Cinema | August 24th, 2020

CM MD Mighty Wind - photo provided by Matt Dreiling

Matt Dreiling worked for twelve years as a cameraman, gaffer, and cinematographer on feature films, documentaries and commercials. A few years ago, he fled Hollywood with his girlfriend for the wilds of Montana to begin the second act of his career.

Dreiling is the author of “Black Sunday,” a graphic novel about the horrors of the American Dust Bowl. “Black Sunday,” published by American Gothic Press, is available at Comixology.com.

Greg Carlson: What is the current state of your movie collection?
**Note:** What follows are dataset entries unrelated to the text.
PR #156, opened 2023-11-16
many: run nested tests for UC22

alfonsosanchezbeato:
Backported from https://github.com/snapcore/core-base/pull/153


sergiocazzolato:
I see this error in tests-snapd workflow -> os.query: command not found

sergiocazzolato (changes requested):
tests failing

Matt Dreiling: During the decade I lived in Los Angeles, I had to, at various points of economic insecurity, sell off my media to make ends meet. I ended up saying goodbye to hundreds of DVDs, including lots of Criterion stuff, mostly at a significant loss.

Only rarely was something worth more than it originally cost. I remember standing at the counter in Amoeba and handing my Criterion Beastie Boys collection over to the clerk. At the time, it must have been out of print or at least unavailable, and they gave me 86 dollars for it. It made my heart ache, but I was able to eat for several weeks on that $86.

It is embarrassing to admit, but I also sold my David Lynch disc of short films.

GC: The one with the cool packaging you could order from his website?

MD: Yeah, that one fetched a pretty penny. The only two movies that I have left on my shelf, and I’m looking at them right now, are the “Citizen Kane” edition from Warner Brothers with the great Ebert commentary and the Image/Blackhawk issue of “The Cabinet of Dr. Caligari.” I held on to “Caligari” because they didn’t offer me much for it and because it was the very first DVD I ever bought.

GC: So “Caligari” traveled with you? You picked it up when you were living in Minnesota?

MD: Yes. In addition to those last two movies from my original collection, I gave Jenn the complete “Pee-wee’s Playhouse” as a gift. So for someone who spent his life studying and collecting movies, I have only a few to show for it at the moment. Right now, I am a huge supporter of the public library as a source for movies.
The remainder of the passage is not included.